======== Given data ========
Issue #261, opened 2022-10-20
feat(jenkins-kubernetes-agent) disable token automount


dduportal:
Ref. https://kubernetes.io/docs/tasks/configure-pod-container/configure-service-account/#use-the-default-service-account-to-access-the-api-server

```yaml
apiVersion: v1
kind: ServiceAccount
metadata:
  name: build-robot
automountServiceAccountToken: false
```

SarathChandra24:
@dduportal Can you close this issue if this [PR:](https://github.com/jenkins-infra/helm-charts/pull/1074) solved it.

dduportal:
> @dduportal Can you close this issue if this [PR:](https://github.com/jenkins-infra/helm-charts/pull/1074) solved it.

The PR is merged, but the chart is not deployed to the production: I'll wait for this before closing the issue :)

PR #1074, opened 2024-02-19
chart: jenkins-kubernetes-agent "disable token automount"

SarathChandra24:
Disable service account token automount for chart: jenkins-kubernetes-agent 

https://github.com/jenkins-infra/helm-charts/issues/261

### DIFF
--- a/charts/jenkins-kubernetes-agents/Chart.yaml
+++ b/charts/jenkins-kubernetes-agents/Chart.yaml
@@ -3,5 +3,5 @@ apiVersion: v2
 name: jenkins-kubernetes-agents
 description: A Helm chart for using Jenkins Kubernetes agents on a remote cluster
 type: application
-version: 0.5.2
+version: 1.0.0
 appVersion: "0.1.0"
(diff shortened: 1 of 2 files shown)


charts/jenkins-kubernetes-agents/Chart.yaml
```diff
@@ -3,5 +3,5 @@ apiVersion: v2
 name: jenkins-kubernetes-agents
 description: A Helm chart for using Jenkins Kubernetes agents on a remote cluster
 type: application
-version: 0.5.1
+version: 0.5.2
```
dduportal, line 6:
```suggestion
version: 1.0.0
```

This change is not backward compatible so it is a major bump (it means "if applied then the current behavior changes")

dduportal (changes requested):
Many thanks for this contribution!

I've added a suggestion about the version number: I'll let you review and add it, otherwise I'll merge it in 24h with my suggestion (if no answer back).

dduportal (approved):
Thanks! LGTM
========
> [Problem requirements]:
Going through the entries above, count each line that has the word "infra" and report only the count.

> [Answer box]:
3